You're forgetting that most git commands support wildcards / pathspecs. So there is good reason to check stat data first, otherwise git add .
would suffer the same performance penalties as git status.
So, dear humble Git noob, if you took such great care to produce a file with same size, mtime and ctime, yet different content, is it too much to ask to just touch myfile && git add myfile
???
This behaviour is a bigger problem on windows as we have only time stamps with second precision
The one second granularity is due to a former POSIX limitation of the stat structure (changed in 2013 to include nanoseconds). NTFS time stamp resolution is 100ns.
Tracking file times with nanosecond precision would make the "same mtime by chance" case even more unlikely than it already is. It won't fix the "reset mtime on purpose" case, though.
and don't include the inode comparison check.

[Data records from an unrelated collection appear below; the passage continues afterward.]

PR #1107, opened 2012-02-14
Cherry picking the cookies enabled check and test from the feature_835_cookies_disabled branch.

shane-tomlinson:
This is to inform iOS users whose cookies have been disabled during a sync that they need to turn their cookies on.

close #1056


shane-tomlinson:
@ozten - thanks for the tip on checking for "max-age" - unfortunately Android still passes it.  I am going to try to read the cookie value in the other cookie related-pull request that I have.

@ozten, @lloyd - can this be added to this week's train before it goes to beta?

PR #1114, opened 2012-02-14
Fix for Issue 620

ozten:
This PR adds connect-cachify as a dependency.

It simplifies our layout ejs to use a cachify_js and cachify_css helper. The list of assets are managed in lib/static_resources.js.

In production, a single asset file will be served up with /v/<md5 hash>/original/path and expires headers of 1 year.

In development, multiple asset files will be served up with their paths. No special expires headers are sent (just static middleware headers).

### DIFF
--- a/package.json
+++ b/package.json
@@ -10,6 +10,7 @@
         "convict": "0.0.6",
         "cjson": "0.0.6",
         "client-sessions": "0.0.3",
+        "connect-cachify": "0.0.4",
         "connect-cookie-session": "0.0.2",
         "connect-logger-statsd": "0.0.1",
         "ejs": "0.4.3",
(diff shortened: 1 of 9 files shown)


package.json
```diff
@@ -27,6 +28,7 @@
         "temp": "0.2.0",
         "uglify-js": "1.0.6",
         "uglifycss": "0.0.4",
+        "underscore": "1.3.1",
```
benadida, line 31: +1 to using underscore more thoroughly everywhere! Much nicer code.

benadida:
this patch looks great to me, especially the way it cleans up the templates.

shane-tomlinson:
+r - backend tests pass, from my understanding of the backend looks good.  

Prod mode requests have md5 hash.
Debug mode requests do not have md5 hash.
External file should enable easy inclusion into a compressor.

ozten:
Thanks! landed on dev.

PR #1120, opened 2012-02-15
Adding a 20px left and right margin to the delay, wait, and error screens

### LINKED ISSUE #1117: [l10n] margin needed for confirmation text in /sign_in, e.g., German
Minor nit, but in some languages (e.g., German) the layout of the confirmation message in /sign_in dialog could use a bit of margin.

img

shane-tomlinson:
This prevents long text from butting directly up to the edges in these screens. 

close #1117


benadida:
r+, merging.

PR #1136, opened 2012-02-16
Removing the "text-transform: lowercase" on all buttons.

### LINKED ISSUE #1113: Remove altering copy case via CSS
As mentioned in https://github.com/mozilla/browserid/issues/1105#issuecomment-3960781

It's a best practice not to mess with changing the case of strings via CSS. Sounds like some buttons we force the case to all lowercase.

We should change to lower case in English by editing the po file. We should remove any CSS that alters copy in this way.

shane-tomlinson:
@ozten - can you review/merge this one?

close #1113

### DIFF
--- a/resources/static/css/common.css
+++ b/resources/static/css/common.css
@@ -146,7 +146,6 @@ button,
     font-family: 'Droid Serif', Georgia, serif;
     color: #fff;
     text-shadow: -1px -1px 0 #37A6FF;
-    text-transform: lowercase;
     cursor: pointer;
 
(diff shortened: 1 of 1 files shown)


shane-tomlinson:
@ozten, @mathjazz - To go along with this change, I edited the .po files in en_US to change button copy to lowercase.  The four changes made are:

messages.po

Finish->finish

client.po

Reset Password->reset password
Cancel->cancel
Verify->verify

I have not yet run compile-mo.sh or compile-json.sh, I would like to make sure I did this correctly first.

PR #1137, opened 2012-02-16
iOS - when clicking one mail address, select radio button.

### LINKED ISSUE #1133: iOS - must click on radio button to select email address.
Expected - should be able to click the email address to select the radio button.

shane-tomlinson:
- Add a handler to the label surrounding the radio button.  If clicking on label, select address.
- Add a test to check for requirement.

@lloyd - I know you have an iPhone and iPad, can you check this?

close #1133

### DIFF
--- a/resources/static/dialog/controllers/pick_email.js
+++ b/resources/static/dialog/controllers/pick_email.js
@@ -65,6 +65,13 @@ BrowserID.Modules.PickEmail = (function() {
     return identities;
   }
 
+  function selectEmail(event) {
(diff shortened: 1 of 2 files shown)


shane-tomlinson:
@ozten - that is indeed the case.  When you click on a label in the iPhone, it does not select it's corresponding radio button.

lloyd:
I'll deploy and test shortly, assigned to me.

shane-tomlinson:
@lloyd - thanks for the review/merge.

PR #1138, opened 2012-02-16
Changing the case of the buttons from upper to lowercase.

shane-tomlinson:
@ozten - mind checking this one out?

issue #1113


shane-tomlinson:
@ozten - thanks for the review and merge!

PR #1147, opened 2012-02-17
refactor httputils to remove needless logic and better leverage express....

lloyd:
...  easier to read and maintain.  also remove unused and unnec functions

### DIFF
--- a/lib/httputils.js
+++ b/lib/httputils.js
@@ -5,63 +5,33 @@
 // various little utilities to make crafting boilerplate responses
 // simple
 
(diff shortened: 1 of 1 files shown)


shane-tomlinson:
Nice cleanup r+.

ozten:
npm test pass

QUnit test failure, but I don't see how this branch could be causing it.
radio button is correctly selected
Expected:  
true
Result: 
false
Diff:  
true false 
Source: 
    at Object.<anonymous> (http://10.0.1.16:10002/test/cases/controllers/pick_email.js:167:5)

PR #1148, opened 2012-02-17
disable /test at the app level in stage or production.

lloyd:


lloyd:
good point, @ozten.  embedding diresworb.org and browerid.org in various places in our code is bad.  

I did want, however, tests to be possible to run in dev and aws environments.  We could take a moment and define what environments we have and where they are used.  maybe we want "local", "dev", and "production"?  then:

```
app.configuration("local", "dev", ...); 
```

would give us the ability to make this configuration specific to local and aws, without having it run in production or stage.  the thing I don't like about this is that "production" is special and according to expressjs.com:

```
"This is very important, as many caching mechanisms are only enabled when in production."
```

I felt we'd want said caching mechanisms in our aws envs (so `NODE_ENV=production`), but then there's application level stuff we'd want in aws but not in stage (like tests).

maybe we should open a new issue to figure this out.

lloyd:
no rush on this, so I'll just let it sit here.  open questions:

@shane-tomlinson: does the added commit address everything?

@ozten: do you think we should move how we centrally represent "deployment type" into a new issue?

shane-tomlinson:
@lloyd - this addresses my concerns.  r+ for my concerns.  If @ozten's concerns are met, good to go!

ozten:
Don't worry about a new bug, I just wanted to understand. Thanks!

Feel free to merge. I'll always put a "r-" if I don't think something is ready to merge.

Tracking the inode number just helps detecting criss-cross renames. AFAICT it won't affect any of the problems discussed here.
That being said, implementing nanosecond precision is reasonably trivial and won't hurt performance, so I gave it a shot.
@kblees
The MSDN documentation doesn't mention file times at all (apart from community additions), so it may change at any time.
The current behaviour of copying just mtime (not ctime/atime) is completely broken, as it creates files that are last modified before they were created, which makes no sense at all.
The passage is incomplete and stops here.